Lusitano Horse part 2/2 Standard and characteristics of Lusitano

Standard and characteristics of Lusitano
This week I’m bringing you an article where I summarize all the characteristics of the Lusitano horse.

This is a medium sized horse, with rounded shapes, that has a silhouette inscribable in a square. The breed average is 155cm in females and 160cm in males. This height is measured at the withers with the hipometer when the horse is 6 years old, age of the majority.
The most frequent coatings are grey and bay, and can exist in any other color except piebard.
The temperament of Lusitano is noble, generous and fervent, but always docile, suffering and victorious. It is a horse that gives everything he has for his rider, always wanting to show that he is the best at what he is doing.

It has a quality of movements envied by any other race. Having naturally agile and high movements, projecting each step forward smoothly and very comfortably for the rider.

Due to his wonderful temperament the Lusitano horse has natural aptitude for concentration and reunion exercises like those demonstrated in numerous high school shows. It also has an overwhelming courage and a unique enthusiasm in the ginete exercises, like, hunting, bullfighting or cattle management.
Related to the morphological characteristics, and beginning with the head, it is well proportioned, of medium length, thin and dry. The face is relatively long and in profile there is a slight convexity (called a carved chamfer). His eyes are big and alive, looking at us expressively and confidently. The ears are medium length, thin, and immensely expressive.

The Lusitano possesses a medium-length neck, closely bonded to the head, broad and powerful at its base, well inserted into the shoulders showing power.

The withers is prominent and extensive, in a smooth transition between the back and the neck, always slightly higher than the rump.

The shoulder of the Lusitano horse is long, oblique and well-muscled, like the breasts.
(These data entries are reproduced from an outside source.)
Issue #7665, opened 2019-11-08
Pretty print expected json output of command line tests.


ekpyron:
Came up in https://github.com/ethereum/solidity/pull/7589#discussion_r344259919.
Is there a nice and easy way to have a pretty printing pass on the output? That would make those tests way easier to review.

leonardoalt:
The `commandlineTests` could `jq` the output, but not sure we want to add that dependency.

cameel:
This should be very easy to do without extra dependencies now that #11583 is implemented. Just add the `--pretty-print` flag in `cmdlineTests.sh`, run it with `--update` and commit the result. I'm marking it as `good first issue`.

0xGeorgii:
@matheusaaguiar May I take it?

matheusaaguiar:
@GeorgePlotnikov yes, please! Let me know if you need any help.

0xGeorgii:
@matheusaaguiar let me clarify I'm moving in the right direction. There is a script `cmdlineTests.sh` that runs cmdlineTests. The script executes test with the `command_args="--standard-json "$(cat "${tdir}/args" 2>/dev/null || true)`.

The `--standard-json` arg which means I specify a test output in a json format, like here: [linking_standard_solidity/output.json](https://github.com/ethereum/solidity/blob/develop/test/cmdlineTests/linking_standard_solidity/output.json):

`{"contracts":{"A":{"C":{"evm":{"bytecode":{"linkReferences":{},"object":"<BYTECODE REMOVED>"}}}}},"sources":{"A":{"id":0}}}`

but we want to give a user opportunity to write an output in a `--pretty-json` format like that:

```
{
    "contracts":{
        "A":{
            "C":{
                "evm":{
                    "bytecode":{
                        "linkReferences":{
                            
                        },
                        "object":"<BYTECODE REMOVED>"
                    }
                }
            }
        }
    },
    "sources":{
        "A":{
            "id":0
        }
    }
}
```

My questions are:
1. Am I right that it is desirable to add a cmd line arg for the whole script like `cmdlineTests.sh --pretty-json`
2. If yes how the existing test cases should be managed:
  a. if there is no `--pretty-json` in the **args** or the output is not in a json format then it should be ignored?
  b. if the output not in the prettified json format then prettify it first, and compare afterwards?

matheusaaguiar:
[...]

PR #13162, opened 2022-06-17
cleaning up helpers around errors

### LINKED ISSUE #11959: Clean up the helpers around errors
For severity some places use strings, while others the enum.

Apparently it's also indirectly used by other places in the compiler, like CommandLineInterface.cpp, that do not adhere to the severity standard:
```
solc/CommandLineInterface.cpp:		formatter.printExceptionInformation(_exception, "Compiler error");
printExceptionInformation(SourceReferenceExtractor::extract(m_charStreamProvider, _exception, _severity));
```

_Originally posted by @leonardoalt in https://github.com/ethereum/solidity/pull/11606#discussion_r704815675_

nishant-sachdeva:
closes #11959 

Also need to close https://github.com/ethereum/solc-js/pull/643 for CI tests to pass here 
( Update :: closed. Decided we did not need this change in solc-js)


libsolidity/interface/StandardCompiler.cpp
```diff
@@ -125,7 +125,7 @@ Json::Value formatErrorWithException(
 	// TODO: consider enabling color
 	string formattedMessage = SourceReferenceFormatter::formatExceptionInformation(
 		_exception,
-		_type,
```
Marenz, line 128: Do we still need the variable at all? (`_type`), can the use in line 139 maybe also be replaced the same way?

nishant-sachdeva: The `_type` variable is used in line `Json::Value formatError` function. I'm not sure if it would be the right thing to constrain the `_type` variable there to just the 3 types allowed in the enum `Error::Severity`. 

If however, we are to do it, perhaps it would be better to make a different issue out of it ?

liblangutil/Exceptions.h
```diff
@@ -236,29 +237,26 @@ class Error: virtual public util::Exception
...
 		}
-		solAssert(false, "");
+		solAssert(false);
+	}
+
+	static std::string formatErrorSeverityLowercase(Error::Severity _severity)
+	{
+		std::string severityValue = formatErrorSeverity(_severity);
+		boost::algorithm::to_lower(severityValue);
+		return severityValue;
```
cameel, line 304:
```suggestion
		return boost::algorithm::to_lower(formatErrorSeverity(_severity));
```

liblangutil/Exceptions.h
```diff
@@ -236,29 +237,26 @@ class Error: virtual public util::Exception
...
-			return "warning";
+			return "Warning";
 		case Severity::Error:
-			solAssert(isError(_severity), "");
-			return "error";
+			solAssert(isError(_severity));
+			return "Error";
 		}
-		solAssert(false, "");
+		solAssert(false);
```
cameel: I could be wrong, but I think that we no longer need this assert since all cases are handled and the C++ compiler can detect that.

liblangutil/Exceptions.h
```diff
@@ -236,29 +237,26 @@ class Error: virtual public util::Exception
...
-		if (_severity == Severity::Info)
-			return "Info";
-		if (_severity == Severity::Warning)
-			return "Warning";
-		solAssert(isError(_severity), "");
-		return "Error";
-	}
-
-	static std::string formatErrorSeverityLowercase(Severity _severity)
+	static std::string formatErrorSeverity(Error::Severity _severity)
```
cameel:
```suggestion
	static std::string formatErrorSeverity(Severity _severity)
```

liblangutil/SourceReferenceExtractor.h
```diff
@@ -55,12 +55,12 @@ namespace SourceReferenceExtractor
 	struct Message
 	{
 		SourceReference primary;
-		std::string severity; // "Error", "Warning", "Info", ...
+		Error::Severity severity; // "Error", "Warning", "Info", ...
```
cameel:
```suggestion
		Error::Severity severity;
```

liblangutil/SourceReferenceFormatter.cpp
```diff
@@ -179,8 +179,13 @@ void SourceReferenceFormatter::printSourceLocation(SourceReference const& _ref)
...
 {
 	// exception header line
-	optional<Error::Severity> severity = Error::severityFromString(_msg.severity);
-	errorColored(severity) << _msg.severity;
+	optional<Error::Severity> severity = _msg.severity;
+	solAssert(
+		severity == Error::Severity::Error ||
+		severity == Error::Severity::Info ||
+		severity == Error::Severity::Warning
+	);
```
cameel: I don't think we need this assert. It's an enum so there are no other possible values and it can't be `nullopt` here.

And when we add new values, we don't need our attention drawn here. Only `errorColored()` will need an update the the compiler will catch that due to the `switch` used there.

cameel (changes requested):

liblangutil/Exceptions.h
nishant-sachdeva: Gives a compiler error. `error: control reaches end of non-void function [-Werror=return-type]`

libsolidity/interface/StandardCompiler.cpp
```diff
@@ -125,7 +125,7 @@ Json::Value formatErrorWithException(
...
+		_severity,
```
cameel: I think this is wrong. You can see that even by looking at command-line tests - in many cases more specific error names got replaced by simply `Error` so we're losing some information. `_type` can have a lot of values that are not available in `Error::Severity`. All the ones from `Error::Type` and also some custom values that we set in `StandardCompiler.cpp`.

I think that these custom values should simply be added to `Error::Type` so that we can use this type for this field. I'm not sure why these custom values were not there in the first place - maybe because they're considered random failures rather than specific kinds of compiler errors - but then why have specific names for them at all?

nishant-sachdeva: You mean, they should be added to `Error::Severity` ?

liblangutil/Exceptions.h
nishant-sachdeva: This will raise a compile error, right ? 
`boost::algorithm::to_lower` returns a `void`, whereas this functions seeks to return a `string`

liblangutil/Exceptions.cpp
```diff
@@ -39,8 +39,23 @@ Error::Error(
 	m_errorId(_errorId),
 	m_type(_type)
 {
-	switch (m_type)
+	switch(m_type)
```
stackenbotten: Coding style error

liblangutil/Exceptions.cpp
```diff
@@ -62,7 +77,20 @@ Error::Error(
...
+		m_typeName = "UnimplementedFeatureError";
+		break;
+	case Type::YulException:
+		m_typeName = "YulException";
+		break;
+	case Type::SMTLogicException:
+		m_typeName = "SMTLogicException";
+		break;
+	default:
+		solAssert(_type == Type::Warning);
```
Marenz: Does it possibly make sense to just use a map here instead of a long switch? 

Either way, can't we use `formatErrorType` and reuse that logic instead of recreating it in two places?

cameel: `switch` is nice in cases when there's no `default`. The compiler can tell you that you need a new branch when stuff is added to the enum.

matheusaaguiar: > Either way, can't we use `formatErrorType` and reuse that logic instead of recreating it in two places?

reiterating that question:
The `switch case` statement here seems to be identical to the one in method `formatErrorType`. Couldn't we use it here instead?

liblangutil/SourceReferenceFormatter.cpp
```diff
@@ -179,10 +178,10 @@ void SourceReferenceFormatter::printSourceLocation(SourceReference const& _ref)
 void SourceReferenceFormatter::printExceptionInformation(SourceReferenceExtractor::Message const& _msg)
 {
 	// exception header line
-	optional<Error::Severity> severity = Error::severityFromString(_msg.severity);
-	errorColored(severity) << _msg.severity;
+	Error::Type type = _msg.type;
```
matheusaaguiar: Is this variable really needed? It is used in line 184, but not in 182... I guess we could use `_msg.type` directly.

liblangutil/Exceptions.cpp
nishant-sachdeva: Been thinking of doing that myself. Will implement that and push changes.

nishant-sachdeva: Been considering doing that myself. Will implement it in the next push

liblangutil/Exceptions.h
```diff
@@ -238,35 +247,72 @@ class Error: virtual public util::Exception
...
+		switch (_severity)
+		{
+		case Severity::Info:
 			return "Info";
-		if (_severity == Severity::Warning)
+		case Severity::Warning:
 			return "Warning";
-		solAssert(isError(_severity), "");
-		return "Error";
+		default:
```
cameel:
```suggestion
		case Severity::Error:
```

liblangutil/Exceptions.h
```diff
@@ -238,35 +247,72 @@ class Error: virtual public util::Exception
...
+			return "SyntaxError";
+		case Type::TypeError:
+			return "TypeError";
+		case Type::UnimplementedFeatureError:
+			return "UnimplementedFeatureError";
+		case Type::YulException:
+			return "YulException";
+		case Type::SMTLogicException:
+			return "SMTLogicException";
+		default:
```
cameel:
```suggestion
		case Type::Warning:
```
I'd also put `Warning` and `Info` next to each other.

liblangutil/SourceReferenceFormatter.cpp
```diff
@@ -178,11 +177,10 @@ void SourceReferenceFormatter::printSourceLocation(SourceReference const& _ref)
 
 void SourceReferenceFormatter::printExceptionInformation(SourceReferenceExtractor::Message const& _msg)
 {
-	// exception header line
-	optional<Error::Severity> severity = Error::severityFromString(_msg.severity);
```
cameel, line 182: I think `severityFromString()` is unused now. I remember that it was created specifically because we needed it here.

solc/CommandLineInterface.cpp
```diff
@@ -765,7 +765,7 @@ void CommandLineInterface::compile()
 	catch (CompilerError const& _exception)
 	{
 		m_hasOutput = true;
-		formatter.printExceptionInformation(_exception, "Compiler error");
+		formatter.printExceptionInformation(_exception, Error::Type::CompilerError);
```
cameel: Would this work?
```suggestion
		formatter.printExceptionInformation(_exception, _exception.type());
```
If it does, and `CompilerError` inherits from `Error` as I suspect, we could actually just remove this `catch` clause since the one below will do the same thing.

liblangutil/SourceReferenceFormatter.cpp
```diff
@@ -178,11 +177,10 @@ void SourceReferenceFormatter::printSourceLocation(SourceReference const& _ref)
...
-	errorColored(severity) << _msg.severity;
+	Error::Type type = _msg.type;
+	errorColored(Error::errorSeverity(_msg.type)) << Error::formatErrorType(_msg.type);
```
cameel: This is not equivalent to the old version. Now it prints the exact type while it used to print severity. It should be this instead:
```suggestion
	errorColored(Error::errorSeverity(_msg.type)) << Error::formatErrorSeverity(Error::errorSeverity(_msg.type));
```

The result is that you get specific error types in all those command-line tests. They should not change. I think we only print severity in the CLI on purpose and I'd not change that in this PR.

liblangutil/SourceReferenceExtractor.h
```diff
@@ -55,12 +55,12 @@ namespace SourceReferenceExtractor
 	struct Message
 	{
 		SourceReference primary;
-		std::string severity; // "Error", "Warning", "Info", ...
+		Error::Type type;
```
cameel: I think this was actually meant to be just severity not the whole type:
```suggestion
		Error::Severity severity;
```
I.e. `Error` carries complete info about the error, including the type, but `Message` is just some subset of its info meant for display.

libsolidity/interface/StandardCompiler.cpp
```diff
@@ -1188,35 +1173,31 @@ Json::Value StandardCompiler::compileSolidity(StandardCompiler::InputsAndSetting
...
 			"general",
 			"Unknown exception during compilation: " + boost::diagnostic_information(_exception)
 		));
 	}
 	catch (...)
 	{
 		errors.append(formatError(
-			Error::Severity::Error,
-			"Exception",
+			Error::Type::InternalCompilerError,
```
cameel: It was `"Exception"` but you changed this to `InternalCompilerError`. Was that intentional?

It's not really wrong - it's debatable which one is more fitting here - but it changes current behavior. I think we should consider removing `Type::Exception` and just using the ICE; maybe also squash some other redundant types. I don't want to get into that now though so I'd leave this for a separate PR.

liblangutil/Exceptions.h
nishant-sachdeva: Doesn't work. Compiler gives an error `error: control reaches end of non-void function [-Werror=return-type]`

So, I'll add a `solAssert(false)` at the end of the function in addition to this change.

liblangutil/SourceReferenceExtractor.h
nishant-sachdeva: I'm not sure this should be done. 

Earlier, `severity` was a string value that was freely abused. Several values of `severity` were being passed. These were not all provided in `Error::Severity` enum. 

So, I converted this to `Error::Type`. This provides for a bigger coverage for the error types. 

Otherwise, there are cases right now, where `error types` are printed ( they were passed as strings before . So, even though the print function was supposed to accept `severity`, it compiled anyway ) . Those will be reduced to one of `Error::Severity` values. That will lead to some information loss.

As against now, where we are getting extra information in our error messages by printing the exact error type.

A workaround for this would be to expand `Error::Severity` the way we have expanded `Error::Type`

solc/CommandLineInterface.cpp
nishant-sachdeva: Nope, it didn't work. Keeping it as it is for now.

liblangutil/SourceReferenceExtractor.h
cameel: ok, I guess we could keep it as `Error::Type` here as long as https://github.com/ethereum/solidity/pull/13162#discussion_r939127367 is changed. I thought that that other place was removing all the extra info anyway and dumbing it down to `Error::Severity` but if not, we can keep it as is.

libsolidity/interface/StandardCompiler.cpp
nishant-sachdeva: Restored it to `Error::Exception` . 
EDIT :: Not yet restored. Changing it to Error::Type::Exception induces a CI error. Investigating that before restoring it.

We can look at removing these redundant error types in another PR. 
@cameel Should I make another issue out of it ?

liblangutil/SourceReferenceFormatter.cpp
nishant-sachdeva: Updated in the latest push.

liblangutil/SourceReferenceFormatter.cpp
nishant-sachdeva: Removed this code in the latest push.

liblangutil/SourceReferenceExtractor.h
nishant-sachdeva: If we go ahead with https://github.com/ethereum/solidity/pull/13162#discussion_r939127367, we get the following errors on the CI 

For eg. https://circleci.com/gh/ethereum/solidity/1131923?utm_campaign=vcs-integration-link&utm_medium=referral&utm_source=github-build-link  


Here, the test apparently does expect a proper error Type. But since we've constrained it to only be from `Error::Severity` , it throws this error. 

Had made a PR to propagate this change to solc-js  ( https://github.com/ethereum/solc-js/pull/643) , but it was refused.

The back of the lusitano horse is well directed, tending towards the horizontal, serving as a smooth union line between the withers and the croup, which is short, broad, muscular, slightly convex, well connected to the rump. The whole set of the back, croup and rump form a continuous, round and perfectly harmonious line of beauty and unique elegance.
The rump is always strong and rounded, well proportioned, slightly oblique, of equal length to width, with a convex profile, harmonic, and slightly revealing hips, giving the croup and the Lusitano an enviable elegance and beauty, along with the evidence of a power and force controlled by the temperament of the Lusitano.
The tail follows the curvature of the rump, with silky, long, shiny, and abundant mane.
To conclude, the muscular, dry and wide limbs, possessing the necessary support for a well of power and strength, with about 500kg of abundant muscle.


Thursday, May 10, 2018

Lusitanos, Bullfights and Selection


Lusitanos, Bullfights and Selection
This week I’m going to continue my dissertation about our dear Lusitano. This time, I’m talking about a subject that’s kind of a taboo in our society these days... "Bullfights", hated by some, loved by many, are subject to criticism and praise, debates and discussions, rivalries and passions. But what leads me to write about bullfighting is not the controversy it causes, but the passion I have for our beautiful Lusitano horse.
All the characteristics, morphological and of personality, described in the previous article result from a secular selection. Horses of the Kings, Lusitanos could only be noble horses. Selected for war and fighting, they could only be brave and suffering horses. Portuguese horses, they could only be victorious.
The current Lusitanian for having an "easy command" allows the bullfighter to perform his functions as a rider based on the three main rules of a fight, Parar, Templar e Mandar, concepts that would only be associated with bullfighting on foot if there were not such an antique selection of our horse.
The Lusitano is able to insert himself with ease in the performance of several elements of “high school”, exercises of high difficulty, with a very light contact on the hand. We’re talking about exercises such as, isolated or tempie flying changes, pirouettes at one time, passage, piaffer, half-passes, and all that inserted in a circumference of short diameter. All this comes from a very important feature that I have not yet mentioned, the EQUILIBRIUM.
Bullfighting has, as the most truthful moment, the “frontal luck” and the lusitano horse can do it in an exemplary way, with the inclusion of the bases of the bullfighting: Parar, which means, fundamentally, to stop, wait and give primacy to the opponent's attack; Templar, which consists in imparting a sense of slowness, achieved through the cadenced and impelled gallop of a superb amplitude allowing variations of rhythm; and Mandar, which is to impose trajectories until the moment of the meeting. A meeting that the Lusitano horse allows to be realized slowly, with expression on the body and the face, which demonstrates his virile, fighting and victorious personality. 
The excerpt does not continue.